Recommended! How convoluted systems prevent good people who need temporary aid from getting it, and then the downward spiral that ensues. How working people can be just one negative incident away from winding up hungry and homeless. Heavy Brit accents: For subtitles, use the "subtitles" button on your DVD player's remote -- there's nothing on the DVD's menu.
The poor are shoved completely over the edge - intentionally and without even a pretense of caring - because no one can possibly follow all the rules that they, and they alone, are expected to.
Based on true events and yet it's so unreal to see the indignity these unfortunate people have suffered in this film. Bureacracy can be a real pain. This movie made me angry.
From the end credits: «A very special thanks to workers within the DWP [Department for Work and Pensions] and PCS [Public and Commercial Services] Union who provided us with invaluable information but who must remain anonymous.»

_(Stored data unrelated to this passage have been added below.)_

PR #1760, opened 2024-06-26
feat: add debug spans for decoding requests

### LINKED ISSUE #1759: Add debug spans for codec tracing
### Crates

tonic

### Motivation

We've had some clients that have, for some reason, been really slow at sending up body bytes. This would be easier to confirm if we could see that the decoding process was taking up a certain amount of time, and could be done by providing some tracing spans at the debug level that could be enabled to expose the time spend in request decoding, which often spends some time waiting for data to arrive over the wire.

### Proposal

Add some tracing debug spans for the codecs so that consumers can use tracing to identify potential stalls in decoding of a request. This could add a bit more weight to the state of the decoder, but the overall cost is generally a couple of bytes per connection, and if debug spans aren't enabled, these will always be disabled values. 

### Alternatives

The only other option has been inference, but the time spent here is difficult to separate out from other causes.

neoeinstein:
Closes: #1759

## Motivation

Adds optional debug spans into the decoder state. At the same time, it resolves a size regression in the `State` struct, which got much larger because of the inclusion of the `Status` in the error. The size change overall is from 16 bytes (v0.11.0) to 176 (master) to 56 (this PR).

## Solution

Adds tracing spans at the debug level for tracking decoding of streaming messages. This should have negligible overhead when debug spans are not enabled, and provide some more context when they are enabled.

Boxes the `Status` in the `Error` variant to avoid size bloat for the common case.

If desired, this functionality could be gated behind a feature, but I start off by avoiding the extra complexity of adding conditional compilation code.

### DIFF
--- a/tonic/src/codec/decode.rs
+++ b/tonic/src/codec/decode.rs
@@ -57,6 +57,7 @@ struct StreamingInner {
     decompress_buf: BytesMut,
     encoding: Option<CompressionEncoding>,
     max_message_size: Option<usize>,
+    span: tracing::Span,
 }
 
 impl<T> Unpin for Streaming<T> {}
@@ -65,10 +66,34 @@ impl<T> Unpin for Streaming<T> {}
 enum State {
     ReadHeader,
     ReadBody {
+        span: tracing::Span,
         compression: Option<CompressionEncoding>,
         len: usize,
     },
     Error(Option<Status>),
+}
+
+impl State {
+    fn read_body(compression: Option<CompressionEncoding>, len: usize) -> Self {
+        let span = tracing::debug_span!(
+            "read_body",
+            body.compression = compression.map(|c| c.as_str()).unwrap_or("none"),
+            body.bytes.compressed = compression.is_some().then_some(len),
+            body.bytes.uncompressed = compression.is_none().then_some(len),
+        );
+        Self::ReadBody {
+            span,
+            compression,
+            len,
+        }
+    }
+
+    fn span(&self) -> Option<&tracing::Span> {
+        match self {
+            Self::ReadBody { span, .. } => Some(span),
+            Self::ReadHeader | Self::Error(_) => None,
+        }
+    }
 }
 
 #[derive(Debug, PartialEq, Eq)]
@@ -163,6 +188,7 @@ impl<T> Streaming<T> {
                 decompress_buf: BytesMut::new(),
                 encoding,
                 max_message_size,
+                span: tracing::debug_span!("streaming"),
             },
         }
     }
@@ -173,6 +199,7 @@ impl StreamingInner {
         &mut self,
         buffer_settings: BufferSettings,
     ) -> Result<Option<DecodeBuf<'_>>, Status> {
+        let _guard = self.span.enter();
         if let State::ReadHeader = self.state {
             if self.buf.remaining() < HEADER_SIZE {
                 return Ok(None);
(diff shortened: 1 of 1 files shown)


tonic/src/codec/decode.rs
```diff
@@ -142,7 +173,19 @@ impl StreamingInner {
...
+                return Ok(None);
+            }
+
+            let span = span.get_or_insert_with(|| {
+                tracing::debug_span!(
+                    "read_header",
+                    compression = tracing::field::Empty,
+                    body.bytes = tracing::field::Empty,
+                )
+            });
```
neoeinstein, line 187: This avoids creating a vestigial `read_header` span for unary endpoints, which have only a single message. This does mean that there may be a small gap if there isn't any pending header data for a streaming endpoint until the first bytes of the next header are available in the buffer.

tonic/src/codec/decode.rs
```diff
@@ -38,12 +38,43 @@ impl<T> Unpin for Streaming<T> {}
...
+    ReadHeader {
+        span: Option<tracing::Span>,
+    },
     ReadBody {
+        span: tracing::Span,
         compression: Option<CompressionEncoding>,
         len: usize,
     },
-    Error(Status),
+    Error(Box<Status>),
```
neoeinstein, line 49: Boxing here significantly reduces the size of `State` and `StreamingInner` as a result, even with the addition of `tracing::Span` to the other variants.

neoeinstein:
I wonder if there's value in more explicit boxing of `Status`, or if `Status` should internally box in order to reduce its size.

tonic/src/codec/decode.rs
```diff
@@ -142,7 +173,19 @@ impl StreamingInner {
         &mut self,
         buffer_settings: BufferSettings,
     ) -> Result<Option<DecodeBuf<'_>>, Status> {
-        if let State::ReadHeader = self.state {
+        if let State::ReadHeader { span } = &mut self.state {
+            if !self.buf.has_remaining() {
```
djc, line 177: Why add this guard here? Can we just do the `self.buf.remaining() < HEADER_SIZE` check here instead?

djc (approved):

djc:
This seems reasonable to me, thanks! (Sorry for the delay in reviewing.)

> I wonder if there's value in more explicit boxing of `Status`, or if `Status` should internally box in order to reduce its size.

Could make sense to evaluate this next, in a separate PR? How/why is the size of `Status` causing issues for you?

tonic/src/codec/decode.rs
marcus-griep-simplisafe: I had considered that. The reason for the guard at all is that, even with unary requests, Tonic still polls the stream after reading the first message. That was generating `read_header`, `read_body`, `read_header` for these unary requests, with the last `read_header` really being vestigial, since the stream would then be dropped after the message. I opted to try to remove this vestigial span, but we could simplify by re-introducing it.

With that in mind, if there are still bytes in the stream, then that would indicate that there's a header already partially in the input, so opening a new span is indicated. If not, then we'd delay opening a new span (but that also means that a new span wouldn't capture the time from the empty poll until the next header started appearing in the buffer).

Changing it so that the span is only opened once 5 bytes are in the buffer would mean that the span would only open once we've already completely read the header, making this really just timing the extraction of the `u8` compression encoding and `u32` payload size, which probably then isn't all that valuable.

Another option here is to have a debug span one level higher for the entire stream itself, skip the span for the header, and keep a span for the body.

marcus-griep-simplisafe (commented):
> Could make sense to evaluate this next, in a separate PR? How/why is the size of `Status` causing issues for you? 

I'm not opposed to taking this out. There's probably not a lot of issue here, other than the fact that it now requires more data move instructions to copy up the `Result` on every return. Since this is in the hot-path for deserialization, and `Status` in this case is an error condition, optimizing the size of the non-error case seemed appropriate, but I don't have any data that indicates it is required.

nathanielford:
I've pushed a merge of the master branch changes since this was opened, and I think also addressed the requested items from the PR here. @LucioFranco do you mind doing a quick review? 

(Just moving through the backlog looking for likely things to clean up and close out.)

The incident involving Katie at the foodbank really happened to a woman in Glasgow who Paul Laverty met while researching his script.

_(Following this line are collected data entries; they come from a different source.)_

PR #1761, opened 2024-06-27
Apply clippy suggestions

djc:


tonic/src/transport/channel/service/add_origin.rs
```diff
@@ -54,8 +54,8 @@ where
             // Split the request URI into parts.
             let mut uri: http::uri::Parts = head.uri.into();
             // Update the URI parts, setting hte scheme and authority
-            uri.scheme = self.scheme.clone();
-            uri.authority = self.authority.clone();
```
tottoto, line 58: I think these fixes are good. 

As `assigning_clones` rule will be moved to `pedantic` and is scheduled to be allowed by default, when we adopt this rule, setting it as `warn` might be desirable.

https://github.com/rust-lang/rust-clippy/pull/12779

tottoto:
Regarding to `default_constructed_unit_structs` rule, some of them seem not to be detected, but I am not sure the reason.

And I think we have other option to fix the warning, by making these types non-exhaustive. How do you think? I would think both of them are reasonable.

djc:
> And I think we have other option to fix the warning, by making these types non-exhaustive. How do you think? I would think both of them are reasonable.

Given that all of these seem to be in examples or test code, I don't think making these non-exhaustive is worth it.

tonic/src/transport/channel/service/add_origin.rs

This is a heart wrenching film. You can really feel and relate to the characters frustrations with red tape, government offices, filing papers, etc. Their friendship is light in a very bleak place. It was incredibly sad and unfortunately way too realistic as our world keeps changing and jobs become more scarce.
A really good but heart-wrenching movie about being caught in the red tape of the system and, also, about true friendship. The ending is not the outcome that is hoped for.
Great story, well acted. But the ending ......
We watched this all through, hoping for a happy ending.
But the end left us feeling depressed and wishing we hadn't bothered
Set in contemporary England ('New Labour' or Tory, what's the difference?), this is the affecting story of an honest man and a poor single mother caught in the Kafkaesque toils (and vocabulary) of the social services' bureaucracy. The decency, kindness and mutual help of ordinary people shine in contrast to a rules crazy 'State' that treats the unemployed as scroungers. The actors are superb, the script is almost perfect, and Ken Loach's direction is faultless. A moving film, not to be missed.
Often hilarious in a darkly funny way...BUT...
This is no comedy, and the ending is NOT what you'd expect...and may not be what you want...
The Preferred View: The "Nanny" state isn't doing many people many favours.
The Alternative View: If people were more self-reliant and planned ahead--they wouldn't need the nanny state, which, in the end, fails many of them...
I'd give it four stars. Great performance by the lead.
This is a very poignant movie of real life and makes you sympathize with what it must be like to be poor and the hurdles vulnerable people have to overcome to exist. Excellent and well acted. Not surprised it won the Palme D'Or. We have to be more caring of each other.